Chronic hepatitis B is persistent hepatitis B, which means the hepatitis B virus persists in the body for more than 6 months. Unlike most pa
Chronic hepatitis B is persistent hepatitis B, which means the hepatitis B virus persists in the body for more than 6 months. Unlike most patients with acute hepatitis B, chronic hepatitis B has no symptoms. About 1/3 of patients in the presence of hepatitis symptoms, mainly manifested as fatigue and insomnia, and most patients can tolerate, work, study and life. Symptoms disappeared after hepatitis.
Because of the lack of symptoms in patients with chronic hepatitis B during the inactive period and the presence of tolerable symptoms during the active period, very few patients have been diagnosed with active treatment. In general, the discovery of chronic hepatitis B relies mainly on passive physical examination. Early detection of chronic hepatitis B strategy should be, when there are symptoms of fatigue and insomnia, the initiative to carry out the relevant checks.
Although only a small number of patients with chronic hepatitis B can be cured or cured in their lifetime. The most common adverse outcome of chronic hepatitis B with a lack of significant and specific symptoms was cirrhosis, followed by hepatocellular carcinoma. Liver cirrhosis and hepatocellular carcinoma are the main reasons why patients seek medical help, but the current level of medical development is still far from the problem of cirrhosis and hepatocellular carcinoma.
Liver cirrhosis is a kind of pathological state of liver decompensation. Liver decompensation refers to the disease state can not maintain normal life activities, can be manifested as persistent jaundice, skin edema, ascites and ascites infection, upper gastrointestinal bleeding, disturbance of consciousness, mental disorders, memory loss, loss calculation.
Hepatocellular carcinoma is a variant of hepatocyte proliferation. The proliferation of liver cancer cells need to consume a large amount of nutrients, the human body needs to consume a lot of liver cancer cells. Therefore, the performance of advanced hepatocellular carcinoma often have weight loss, at the same time, all or part of the liver decompensation, but also pain and metastasis of liver cancer cells.
The main purpose of the treatment of chronic hepatitis B is to reduce the frequency of hepatitis and prevent the occurrence of liver cirrhosis and hepatocellular carcinoma. The main measures for the treatment of chronic hepatitis B includes a balanced diet, avoid excessive fatigue, jaundice, liver, immune regulation, antiviral. A balanced diet requires a variety of food should be diversified, can follow the feeling of eating desire to go, but not excessive. Including physical and mental fatigue stress fatigue, avoid excessive overworked is not equal to rest in bed, can maintain appropriate activities or work, but to do "".
The drug in the treatment of chronic hepatitis B, not by the merits of "disease differentiation" to solve the problem of individual patients.

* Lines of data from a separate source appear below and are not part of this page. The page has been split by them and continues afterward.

PR #582, opened 2026-05-12
Feat/sam3 onnx hub support (issue #324)

AChenreddy24:
Adds SAM 3 support and introduces a generic Hub-hosted ONNX input form (`<org>/<repo>/<path>.onnx`) that downloads pre-exported ONNX files from HuggingFace via `huggingface_hub`. SAM 3 is the first consumer.

The standard SAM 2-style export route is blocked: `optimum-onnx` pins `transformers<4.58`, but `facebook/sam3` requires `transformers>=5`. This PR uses the pre-exported `onnx-community/sam3-tracker-ONNX` artifacts via the existing Scenario D pipeline.

## Changes

- New Hub-ONNX URI resolver (`loader/onnx_hub.py`)
- Wired into `wmk config`, `wmk build`, `wmk inspect`, `wmk run`, `wmk serve`, `wmk perf`, `wmk eval`
- SAM 3 catalog entries (encoder + decoder) in the new schema
- Fixed `is_quantized_onnx` to detect QOperator format (`ConvInteger`, `MatMulInteger`, `QLinear*`) — was QDQ-only
- Fixed `is_pre_quantized` build branch to truly skip the optimize stage (previously crashed on QOperator models)

## Tests

- 4649 unit tests pass (+12 new regression tests)
- 6 integration tests pass (live HF download)
- Built decoder is byte-identical to input (verified numerically)
- Ruff lint + format clean

## Limitations

- SAM 3 vision encoder requires NPU EP (no CPU `ConvInteger` kernel in `onnxruntime-windowsml`); decoder runs on CPU + NPU.

PR #902, opened 2026-06-16
feat(e2e-eval): support pre-exported ONNX models

xieofxie:
## Summary

Adds support for evaluating models that ship a **pre-exported ONNX** in the e2e_eval harness, including HF refs that point at a specific `.onnx` file under a repo. This supports models such as the PaddleOCR `*_onnx` repos, where the native HF export path is blocked by the pinned `transformers` / `optimum-onnx` dependency stack.

When a registry entry points at an ONNX file, the harness downloads that file from the HF repo and feeds the local ONNX path to `winml config`, `winml build`, and `winml perf`, bypassing HF-to-ONNX export.

## Changes

- `run_eval.py`: resolves registry ONNX files before build/perf, preserves ONNX metadata through `--hf-model` task overrides, and resolves direct-ONNX build artifacts deterministically.
- Analyzer metadata: removes the analyzer-only opset floor so ONNX models are recorded with their actual opset instead of being rejected before downstream build/optimize handling.
- Registry data: updates PaddleOCR curated/all entries to use the ONNX file refs and explicit task metadata.
- `build_registry.py`: preserves ONNX metadata during registry rebuilds, adds `--recheck-downloads` to refresh download counts before ordering, preserves existing download counts if a recheck lookup fails, and normalizes nested `.onnx` HF refs to `org/model` only for HF API calls while keeping the full registry `hf_id`.
- Tests: adds/updates coverage for ONNX eval wiring, task-required cache validation, analyzer opset metadata recording, registry ONNX API normalization, and download rechecks.

## Validation

- `uv run pytest tests/unit/eval/test_run_eval_script.py`
- `uv run pytest tests/unit/commands/test_build.py -q`
- `uv run pytest tests/unit/analyze/models/test_onnx_model.py -q`
- `uv run pytest tests/unit/test_build_registry.py -q`
- End-to-end PaddleOCR ONNX perf run on CPU completed successfully for the detector model.


scripts/e2e_eval/run_eval.py
```diff
@@ -477,6 +478,73 @@
...
+def _ensure_min_opset(onnx_path: str, model_dir: Path) -> str:
+    """Upgrade an ONNX file to winml's minimum opset if it ships below it.
+
+    Some pre-exported ONNX models (e.g. PaddleOCR's ``inference.onnx``) ship at
+    opset 11. onnxruntime can run them, but winml's optimize stage rejects
+    opset < 12. Convert to :data:`_OPSET_UPGRADE_TARGET` and write the result
+    into ``model_dir`` so config/build consume the upgraded graph. Models already
+    at/above the minimum are returned unchanged (no needless rewrite).
+    """
+    import onnx
```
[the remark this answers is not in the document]
xieofxie: Fixed in 82f3bd483 — now uses a single consistent `import onnx` with attribute access (`onnx.version_converter` / `onnx.helper` / `onnx.TensorProto`), no longer mixing `import` and `from import`.

tests/unit/eval/test_run_eval_script.py
```diff
@@ -170,3 +172,119 @@
     def test_other_ep_omits_no_quant(self, run_eval, tmp_path):
         calls = self._invoke(run_eval, "dml", tmp_path)
         assert all("--no-quant" not in args for args in calls)
+
+
+def _write_onnx(path: Path, opset: int) -> None:
+    """Write a minimal single-node ONNX model at the given opset."""
+    import onnx
```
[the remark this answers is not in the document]
xieofxie: Fixed in 82f3bd483 — now uses a single consistent `import onnx` with attribute access (`onnx.version_converter` / `onnx.helper` / `onnx.TensorProto`), no longer mixing `import` and `from import`.

tests/unit/eval/test_run_eval_script.py
```diff
@@ -170,3 +172,119 @@
...
+    graph = helper.make_graph([helper.make_node("Identity", ["x"], ["y"])], "g", [x], [y])
+    model = helper.make_model(graph, opset_imports=[helper.make_opsetid("", opset)])
+    onnx.save(model, str(path))
+
+
+class TestEnsureMinOpset:
+    """``_ensure_min_opset`` upgrades sub-minimum ONNX to winml's opset floor."""
+
+    def test_below_minimum_is_upgraded(self, run_eval, tmp_path):
+        import onnx
```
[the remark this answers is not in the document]
xieofxie: Fixed in 82f3bd483 — now uses a single consistent `import onnx` with attribute access (`onnx.version_converter` / `onnx.helper` / `onnx.TensorProto`), no longer mixing `import` and `from import`.

xieofxie:
need to update this in favor of https://github.com/microsoft/winml-cli/pull/582

src/winml/modelkit/analyze/models/onnx_model.py
```diff
@@ -81,9 +81,9 @@ class ONNXModel(BaseModel):
     @field_validator("opset_version")
     @classmethod
     def validate_opset_version(cls, v: int) -> int:
-        """Validate opset version is >= 12 per assumption."""
-        if v < 12:
-            raise ValueError(f"Opset version {v} < 12 (minimum supported version)")
+        """Validate opset version is >= 11 per assumption."""
+        if v < 11:
```
xieofxie: for the paddle onnx

xieofxie: in winml-cli\src\winml\modelkit\export\config.py, we also guard against < 11

scripts/e2e_eval/build_registry.py
```diff
@@ -429,7 +440,22 @@ def build_registry(
...
+    if recheck_downloads:
+        safe_print("\n  Rechecking downloads for all entries...")
+        download_cache: dict[str, int] = {}
+        for e in all_entries:
+            hf_id = e.get("hf_id")
+            if not hf_id:
+                continue
+            if hf_id not in download_cache:
+                download_cache[hf_id] = get_model_metadata(hf_id).get("downloads", 0)
+            e["downloads"] = download_cache[hf_id]
```
DingmaomaoBJTU: `get_model_metadata()` returns `downloads: 0` on *any* failure — ImportError, network error, rate limit, private/removed repo (the `except Exception` fallback). Because `--recheck-downloads` overwrites `e["downloads"]` unconditionally here, a single transient HF API hiccup silently zeroes a model's real download count and drops it to the bottom of its task ranking, and the previously-good value is gone. Running this across all ~440 entries makes hitting at least one transient failure fairly likely, so a rerun can quietly reshuffle order.

Suggest only overwriting on a successful fetch — e.g. have `get_model_metadata` distinguish a failure (return `None`) from a genuine `0`, and keep the existing `e["downloads"]` when the lookup fails.

scripts/e2e_eval/build_registry.py
```diff
@@ -429,7 +440,22 @@ def build_registry(
...
+        safe_print(f"  Rechecked downloads for {len(download_cache)} model IDs")
+
+    # Phase 4: Rank within each task by downloads (descending).
```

Therefore, the treatment of chronic hepatitis B drug selection principle should be based on the characteristics of the patient's condition to make a reasonable choice, according to the patient's condition to adjust.
There is evidence that serum e antigen of hepatitis B conversion can reduce the frequency of cirrhosis and hepatocellular carcinoma, hepatitis B surface antigen seroconversion can cause liver disease basically stopped; reduce the serum virus content, not only can reduce the frequency of cirrhosis and hepatocellular carcinoma, and can delay the progression and reversal of liver disease.
Interferon alpha can promote the seroconversion of hepatitis B e antigen and surface antigen, which can only make the e antigen seroconversion in some patients. Nucleoside (acid) antiviral drugs can reduce the content of serum virus, but do not promote hepatitis B e antigen and surface antigen seroconversion. Interferon alpha has the advantage of limited treatment, but the curative effect is not high; nucleoside (acid) antiviral drugs have high curative effect, but the course of treatment is uncertain.
Therefore, the path to a reasonable choice for the treatment of chronic hepatitis B should be the first choice for interferon alpha therapy in patients who are likely to be effective. For patients with interferon alpha therapy ineffective or interferon alpha therapy may be ineffective, the first choice of nucleoside (acid) antiviral drugs. Thymosin, vaccine may contribute to the increase of interferon or nucleoside (acid) the efficacy of antiviral drugs. For a small number of immune regulation and antiviral were ineffective with use of hepatoprotective drugs.